Member of the Mississippi State Senate from the 42nd district
- Member
- Assumed office January 6, 2026
- Preceded by: Robin Robinson

Personal details
- Party: Republican
- Alma mater: Mississippi State University

= Don Hartness =

Mississippi state senator

Don Hartness is an American politician who was elected as a member of the Mississippi State Senate for the 42nd district. A member of the Republican Party, Hartness was elected in a special election in 2025.

== Biography ==
Hartness is from Ellisville, Mississippi. He went to Farragut High School in Knoxville, Tennessee and graduated from Mississippi State University.
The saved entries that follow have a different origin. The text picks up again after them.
PR #720, opened 2024-05-17
230 cml refactor contributor edit metadata form affiliations handling

asuworks:
## e2e (add some cypress tests later maybe?)

1. ADD CONTRIBUTOR 
   1. [X] From **Scratch (New Contributor Form)**
      1. [X] with a **unique email** (non existent in DB) 
         1. **assert frontend:**
            1. [X] all fields are correctly displayed in UI
            2. [X] all fields are enabled (editable)
         2. **assert backend:**
            1. [X] all fields are correctly stored in DB
            2. [X] update/edit is allowed
      2. with an **existing Contributor.email** (**Contributor is used in a release**) 
         1. **assert frontend:**
            1. [X] error message displayed: Contributor with this email already exsists!
         2. **assert backend:**
            1. [X] update/edit is not allowed: backend should not allow PUT request to `/contributors/` if a Contributor with the same email exists and is used by another release
      3. with an **existing Contributor.email** (**Contributor is NOT used in a release**) 
         1. **assert frontend:**
            1. [X] all fields are correctly displayed in UI
            2. [X] all fields are enabled (editable)
         2. **assert backend:**
            1. [X] existing Contributor fields will overwritten, since it is not used in any release 
            2. [X] all fields are correctly stored in DB
            3. [X] update/edit is allowed
      4. with an **existing AuthUser.email** \[NOT IMPLEMENTED\] [Current bahavior: a new Contributor is created and not linked to existing user]
         1. **assert frontend:**
            1. error message displayed: a User with this email exists, look it up!
         2. **assert backend**
            1. update/edit is not allowed
   2. From **existing Contributor**
      1. **Contributor is USED in at least in ONE other release**
         1. **assert frontend:**
            1. [X] autocomplete fields in the Contributor lookup are correctly displayed in UI
            2. [X] fields in the edit form are disabled
         2. **assert backend:**
            1. [X] Contributor **is NOT** created
            2. [X] ReleaseContributor **IS** created
            3. [X] update/edit is not allowed
      2. **Contributor is NOT USED in any release**
         1. **assert frontend:**
            1. [X] autocomplete fields in the Contributor lookup are correctly displayed in UI
         2. **assert backend:**
            1. [X] Contributor **is NOT** created
            2. [X] ReleaseContributor **IS** created
            3. [X] update/edit is allowed
   3. From **existing User:**
      1. **a Contributor with corresponding user_id EXISTS:**
         1. **assert frontend:**
            1. [X] fields are correctly prefilled
            2. [X] all UI fields are disabled
         2. **assert backend:**
            1. [X] Contributor **is NOT** created (existing Contributor is reused)
            2. [X] ReleaseContributor **IS** created
            3. [X] update/edit is not allowed
      2. **Contributor with corresponding user_id DOESN'T EXIST:**
         1. **assert frontend:**
            1. [X] fields are correctly prefilled
            2. [X] all UI fields are disabled
         2. **assert backend:**
            1. [X] Contributor **IS** created
            2. [X] ReleaseContributor **IS** created
            3. [X] update/edit is not allowed
2. CREATE DUPLICATE (by username, email...) CONTRIBUTORS is not allowed
   1. **assert frontend:**
      1. [X] show error message
   2. **assert backend:**
      1. [X] do not allow duplicates
3. EDIT CONTRIBUTOR 
   1. [X] Contributor updates/edits are allowed ONLY if Contributor belongs **ONLY TO ONE RELEASE** (this release)
4. DELETE CONTRIBUTOR 
   1. [X] check that Contributors can be deleted
   2. [X] check that the last Contributor cannot be deleted
5. REARRANGE CONTRIBUTORS 
   1. [X] check if drag and drop rearranging of Contributors in the UI is persisted in form of ReleaseContributor.index in the backend


django/library/serializers.py
```diff
@@ -110,19 +190,46 @@ def get_profile_url(self, instance):
             )
 
     def update(self, instance, validated_data):
-        affiliations = validated_data.pop("affiliations", None)
-        validated_data.pop("given_name", None)
-        validated_data.pop("family_name", None)
+        if not self._is_not_used_or_used_by_current_release_only(instance):
+            if self._trying_to_modify_attributes(instance, validated_data):
```
sgfost, line 194: does this update() get called when we do stuff like re-arranging/changing roles? I'm not sure what the `is_trying_to_modify..` check is for

sgfost (commented):
should we just rename `json_affiliations` to `affiliations`  now and change the old `affiliations` to `affiliation_tags` and add a deprecation comment/help_text? A migration needs to be added anyways

django/library/serializers.py
```diff
@@ -110,19 +190,46 @@ def get_profile_url(self, instance):
...
+        # if a contributor is made from a user, do not allow to modify it's data.
+        # POP following:
+        # 'given_name'
+        # 'middle_name'
+        # 'family_name'
+        # 'email'
+        # 'type'
+        # 'affiliations'
+        # 'json_affiliations'
+        user_id  = validated_data.pop("user_id", None)
```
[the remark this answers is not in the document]
asuworks: Since this is from the `update()` action and this only deals with the case of updating a Contributor which was created from an existing user, I think we shouldn't allow changing Contributor-AuthUser relation (user_id) in this case, and also any of the other user related attributes for the sake of consistency of Contributor-AuthUser fields. .
When a new Contributor is created from an existing AuthUser the user_id will be set inside the `create()` action which gets the whole `user` as parameter.

django/library/serializers.py
asuworks: yeah, `update()` is called when contributors are rearranged and roles are changed too. 
If a contributor is already "used" for another codebase, we still need to be able to add him to any other codebase, just need to make sure that the PUT request (which is called on that newly added contributor) doesn't modify any of it's attributes. Hence the naming: `_trying_to_modify_attributes()`

we are trying to squeeze to much functionality through one route `/contributors`...
Next improvement could be to split CREATE and UPDATE actions into 2 different routes in DRF.

django/library/serializers.py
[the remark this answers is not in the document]
sgfost: Does it remove the existing user relation from the contributor? It reads like that but idk if that actually happens

django/library/serializers.py
sgfost: wonder if its possible to change something in the ReleaseContributorSerializer so that `update()` on the contributor serializer doesn't get invoked when we are just changing the index/roles/etc

This probably works, the method to check whether we are updating in the update() method just felt wrong lol

django/library/serializers.py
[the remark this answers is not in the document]
asuworks: no, it doesn't remove the user_id from contributor

django/library/models.py
```diff
@@ -214,7 +234,7 @@ def to_codemeta(self):
         if self.orcid_url:
             codemeta["@id"] = self.orcid_url
         if self.affiliations.exists():
-            codemeta["affiliation"] = self.formatted_affiliations
+            codemeta["affiliation"] = self.formatted_json_affiliations
```
alee, line 237: this should be a rich object [schema.org/Organization](https://schema.org/Organization), maybe something like:

```
affiliation = self.json_affiliations[0] # assuming it exists
{
"@type": "Organization",
"@id": affiliation.ror_id,
"identifier": affiliation.ror_id,
"name": affiliation.name,
"url": affiliation.url,
"sameAs": affiliation.ror_id
}
```

alee (commented):
overall LGTM, thanks @asuworks !

after this gets merged and populate_contributor_affiliations is run we should set up a data migration to remove the old contributor.affiliations tags + models and rename json_affiliations -> affiliations as @sgfost mentioned but that can be in a followup PR + issue

alee:
a few minor notes:

1. adding a new contributor while searching for an existing User should use their affiliations to populate the affiliations search box if they already have them (either in MemberProfile or Contributor) but this kind of brings up some messy data duplication. How should we handle Contributor -> User -> `MemberProfile.affiliations` vs `Contributor.json_affiliations`? 
2. (minor issue) saving seems to take a while on staging but this could be unique to staging
3. in local testing using the "Search for an Existing User" enters details but disables all data entry fields which makes "adjustments" to the fields impossible and also makes the "Contributors can only be updated when exclusive to one codebase" error message unnecessary

image

4. on staging it appears that "Search for an Existing User" still allows for updates to those fields, not sure why there's a difference between local and staging?

image

sgfost:
An affiliations model either expanding the json (don't remember why it did get turned into a json field, now that I think about it) or just wrapping the json field is probably the only way to reasonably eliminate duplication there. I don't think theres any need to worry about syncing things aside from copying over `user.mp.affiliations` on contributor creation

I'd bet the deletion and re-creation of `ReleaseContributor`s for every request is making things a bit slower than they should be, one of the things to look into when refactoring the contributor route

alee:
duplicate set bug still present if you manage to click save twice (reproducible on staging where it takes a minute to process)

image

asuworks:
> a few minor notes:
> 
> 1. adding a new contributor while searching for an existing User should use their affiliations to populate the affiliations search box if they already have them (either in MemberProfile or Contributor) but this kind of brings up some messy data duplication. How should we handle Contributor -> User -> `MemberProfile.affiliations` vs `Contributor.json_affiliations`?

It could be the fact that the fake Contributors with a user_id from our DB have totally different values from the corresponding Users table. Could you show an example of duplication you are talking about?

> 2. (minor issue) saving seems to take a while on staging but this could be unique to staging
yes... 

> 3. in local testing using the "Search for an Existing User" enters details but disables all data entry fields which makes "adjustments" to the fields impossible and also makes the "Contributors can only be updated when exclusive to one codebase" error message unnecessary
> 

This is because of 'bad' data in our DB (you selected a user who already has a Contributor with that user_id, but their fields are totally different). Normally, this shouldn't happen in real life. So when you are trying to create add a Contributor from existing User following happens:
1. The form is populated from AuthUser (Contributor.json_affiliations will also be populated from MemberProfile.affiliations)
2. When you click "Save": a new Contributor and a new ReleaseContributor will be created with User data.

The idea behind disabling the UI fields is: we shouldn't allow changing fields if a Contributor is created from an existing User.

What we probably should do in PROD before deploying this, is to sync all fields for all existing Contributors with a user_id with the corresponding AuthUser fields + mp.affiliations. Copy fields from User to Contributor 

> 4. on staging it appears that "Search for an Existing User" still allows for updates to those fields, not sure why there's a difference between local and staging?

My bet is that James Martin has been created manually as a new Contributor and not through existing User. Can you try deleting him and adding him again. Are the fields still editable?

asuworks:
> duplicate set bug still present if you manage to click save twice (reproducible on staging where it takes a minute to process)
> 
> image

True story! This is a repeated request bug. I will make a quick fix in frontend (move "Save" button disabling right after it has been clicked)

What about the backend: should we use redis to store requests based on ip? Create some sort of middleware for repeated requests?

asuworks:
_is_not_used_or_used_by_current_release_only() was doing backend validation: is the user allowed to change the Contributor or not?

is_mutable() doesn't check whether the current user is allowed to modify the Contributor.

Example:
Say, User_A added to his CodebaseRelease_A a manually created Contributor_A (not used for any other Codebase). 
Say, User_B wants to add Contributor_A. `is_mutable()` will return True, since it is used in only one Codebase (Codebase_A) thus allowing to modify a foreign Contributor (which should not happen).

I do not see a way to avoid a DB call in is_mutable(), since we do not have the info (wether the incoming Contributor is used somewhere else or not).

Any other ideas?

sgfost:
I think the only other way of doing something similar without a query was to disallow updating at all once the contributor has been created (`obj.id is not None`). The case where a contributor needs to be updated because of a mistake of something is probably rare, but on the other hand will create junk data since they'll need to create another.

Only other idea I have (not new, this is or is similar to one of the first things @asuworks proposed) is to redo the contributor structure in order to simplify everything by 'flattening' release contributor and contributor into one model which has
- id
- release
- roles
- index
- include_in_citation
- affiliations
- user OR name and email (either don't store these for user-tied contributors or set it on create and make it immutable)

The downside to this was that it means 'duplicate' contributors for the same person, but all things considered now I think its much cleaner

alee:
> _is_not_used_or_used_by_current_release_only() was doing backend validation: is the user allowed to change the Contributor or not?
> 
> is_mutable() doesn't properly check whether the current user is allowed to modify the Contributor. Contributor.user_id could help us avoid a DB call (is_mutable will return False if user_id is not None) only in the case when Contributor was created from a User. What about other cases? (Manually created Contributor, contributor from existing Contributor without user_id?)
> 
> Example: Say, User_A added to his CodebaseRelease_A a manually created Contributor_A (not used for any other Codebase). Say, User_B wants to add Contributor_A. `is_mutable()` will return True, since it is used in only one Codebase (Codebase_A) thus allowing to modify a foreign Contributor (which should not happen).
> 
> I do not see a way to avoid a DB call in is_mutable(), since we do not have the info (wether the incoming Contributor is used somewhere else or not).
> 
> Any other ideas?

I don't think we need to care - the _only_ case where we might want to allow editing of an existing Contributor is for the person who originally submitted that Contributor. All other cases, make it immutable. But since we aren't capturing that information I think we should simplify it to, "All existing Contributors or Contributors created from a User should be immutable". The only other situation where it might make sense for mutability is if we are adding data, like Affiliations, but I think it's fine to simply leave it out.

@sgfost I think the flatten Contributors and ReleaseContributors path is a non-starter, we're already overdue on this particular task which was a bit of an iceberg tbf and I'm not entirely convinced that flatteing them is a cleaner design either, just favoring one set of design tradeoffs for another.

asuworks:
That will make things a lot easier, but less intuitive: why can't I edit a Contributor, I have just manually created?
In the frontend: "All existing Contributors or Contributors created from a User should be immutable" will translate to basically not allowing any edits at all.

```
def is_mutable():
if obj.id is not None:
    return False
```

Is that what we want?

asuworks:
in fact, we could skip the update() method completely

sgfost:
>All existing Contributors or Contributors created from a User should be immutable

I think that is perfectly fine for now. Just show a note on the form or only show roles/citation when editing

>in fact, we could drop the update() method completely

Yep, was just typing this out, `instance.id` should ever be `None` in `update()`. Ideally completely disable update by raising an error but since this get called regardless I think we still need that 'is modifying' check

```python
def update(self, instance, validated_data):
  if trying_to_modify(instance, validated_data):
    raise ValidationError(..) # or MethodNotAllowed?
  return instance
```

frontend/src/components/releaseEditor/ContributorEditForm.vue
```diff
@@ -111,7 +111,7 @@
     </form>
   </div>
   <div class="modal-footer border-0">
-    <button type="button" class="btn btn-outline-gray" @click="resetContributor">Reset</button>
+    <button v-if="!disableEditForm" type="button" class="btn btn-outline-gray" @click="resetContributor">Reset</button>
```
alee, line 114: IIRC this unfortunately makes the reset button disappear once you search for and select a user in the "Create New Contributor" pathway which the only use case you'd want for to begin with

He is an Army veteran and a former president of a nonprofit veterans’ organization. He is known as "The Flag Man," as he is often featured in news stories carrying the U.S. flag. He retired from a career in sales.

=== State senate ===
Hartness first ran for election in 2023 in the 42nd district, which was based in Jones County. He lost narrowly to State Rep. Robin Robinson, who was considered the more moderate of the two. Following court-ordered redistricting, he ran again in the 2025 special elections against Robinson, who was now the incumbent state senator. Hartness won in a landslide with over 70 percent of the vote. Analysts pointed to Robinson voting in favor of redistricting, which split up Jones County by placing Ellisville, home to previous state senator and far-right firebrand Chris McDaniel, in the nearby Democratic 34th district.

== Political positions ==
He supported the second version of the Flag of Mississippi before it was replaced due to its Confederate symbolism.

He has voiced support for Congressional term limits.

== Personal life ==
He is married with four children. He is Baptist.